When faced with realization that he is about to be killed, Jesus panics and prays to “abba,” using the intimate Aramaic word for “pappa,” asking to make it all go away. He becomes grieved and agitated, and we are frightened by the intensity of his prayer!

 

While it is disconcerting that Jesus has these human moments, it also makes him make sense to us: he chose his response and so can we. Jesus asks God to make all go away but doesn’t end there. He goes on to say: “your will, not mine, be done.”

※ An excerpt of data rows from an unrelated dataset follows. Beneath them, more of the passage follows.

Issue #21, opened 2024-03-14
Document all implemented spreadsheet functions automatically 


nhatcher:
This should happen in the GitHub actions.

Maybe using something like:

https://github.com/marketplace/actions/publish-to-github-wiki

We should test that every function that is implemented is documented. For the MVP a simple list will suffice but in general:
* Each implemented function should have an example webpage
* maybe also link to the xlsx tests it appears on
* Lunks to Excel, G sheets, libre office documentation (and test that links are not broken)

nhatcher:
We have enough for the MVP now

PR #22, opened 2024-03-16
UPDATE: Adds minimal generated documented functions

nhatcher:
See #21


nhatcher:
Remark to self, the code coverage tool is amazing!

Issue #7, opened 2024-03-12
Create UserModel API


nhatcher:
The UserModel API adds undo/redo history and diffs on the top of Model:

This is the API intended to be used by applications like the Web UI or Tironcalc.

In pseudo code:

```
let model = UserModel::new();
model.set_input("A1", "=1+1");
assert(model.get("A1") == 2);
model.undo();
model.redo();
```

In this API changes like setting inputs will also evaluate the model.
This also should emit diffs with changes and be able to apply external diffs. Preparing the client for parallel editing

nhatcher:
Done!

PR #27, opened 2024-03-31
UPDATE: Adds 'user model' API

nhatcher:
* bump version for documentation
* Fixes wrong doc comment
* renames old APIs to be consistent

Hey @fosdickio,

Each of us, like Jesus, have moments of suffering – often filled with panic – and we want Divine Jesus to make it all go away. We lift fervent prayers like Jesus did in garden: “Why have you forsaken me? Make it all go away! Please!” This is our prayer when we – or someone we love – is given a devastating diagnosis. When a loved one slowly slipping away from us because of addiction or dementia.

 

It’s hard for us to give up control, but like Jesus, we need to ask that God’s will be done. As John Dominic Crossan and Marcus Borg share in The Last Week, such a prayer is not a fatalistic resignation to the will of God, but rather choosing to trust God in the midst of our most dire circumstances, believing that God will strengthen us to get through and that there will be, at the end, resurrection and new life.  

 

We began this morning waving our palms and celebrating. We love to come on this day and then show up again next Sunday with our freshly scrubbed faces and pretty Easter frocks, full of hope and promise. But we’d rather overlook what comes in between, I think in part because the Passion story puts Jesus’ vulnerability front and center, and we’re just not comfortable with that. Yet is an important part of the story at the center of our faith.

 

So here is my challenge to you this morning: Don't let the story end here, on Palm Sunday. Come back this week to hear the whole story, the story of a human man named Jesus who was betrayed, who suffered, who was overwhelmed and terrified. Risk sitting with Jesus in the garden. Don’t sleep through his fear and his pain. Open your hearts to truly feel the whole experience, even when it makes you squirm. Because when you do, the power of the resurrection is so much greater!

 

Divine Jesus may be what keeps us interested. But Human Jesus helps us understand and believe. This Holy Week, may his prayer be all of ours: “Your will, not mine, be done.” Amen.